今にも雨が降り出しそうな平日のナイトゲームに、24,368人の観客がホーム埼玉スタジアムに集結した。3連敗をして、1stステージ優勝の夢が絶たれた浦和にとって、年間首位を目指した新たな闘いの始まりであった。対戦相手のFC東京は、直近の試合は3分けと波に乗れずに11位と低迷している。両チーム共に巻き返しを図るための足がかりにしたい試合であった。

FC東京のキックオフで始まった試合は、立ち上がりから浦和が積極的に仕掛けていった。最初にチャンスを作ったのは、浦和であった。
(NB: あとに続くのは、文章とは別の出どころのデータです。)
PR #134, opened 2018-10-23
Add access key to context menus

### LINKED ISSUE #88: Access keys in context menus
https://discourse.mozilla.org/t/how-to-create-a-menu-with-underscore-as-key-binding/28730

linusaurusrex:
Fixes #88 
Add the underscore as an access key in Firefox 63+.

### DIFF
--- a/src/common/modules/ContextMenu.js
+++ b/src/common/modules/ContextMenu.js
@@ -1,0 +1,26 @@
+import * as Logger from "./Logger.js";
+
+const browserInfo = browser.runtime.getBrowserInfo();
+
+/**
+ * Creates a context menu item
+ * 
+ * @function
+ * @param {string} title 
+ * @param {Object} properties 
+ * @param {function} onCreated 
+ * @returns {Promise}
+ */
+export async function createMenu(title, properties, onCreated) {
+    const info = await browserInfo;
+    const version = parseInt(info.version, 10);
+    if (version > 63) {
+        title += "AccessKey";
+    }
+    
+    properties.title = browser.i18n.getMessage(title);
+    return browser.menus.create(properties, onCreated);
+
+}
+
+Logger.logInfo("ContextMenu module loaded.");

槙野智章選手から大きく逆サイドの関根貴大選手へ展開すると、関根選手のマイナスのクロスを李忠成選手が合わせていった。

FC東京は、4-4-2とDFラインを高めに設定しながらしっかりとブロックを作りカウンターを虎視眈々と狙っていた。城福監督は「カウンターをしっかりと狙うことをチームとして共有してゲームに入り、マイボールにするところと素早いカウンターのメリハリを付けていこうと、前半はプラン通りだった」と話した。

11分には、森脇良太選手のアーリークロスを興梠慎三選手がヘディングシュートを放つも秋元陽太選手の好セーブに合って決めきることが出来なかった。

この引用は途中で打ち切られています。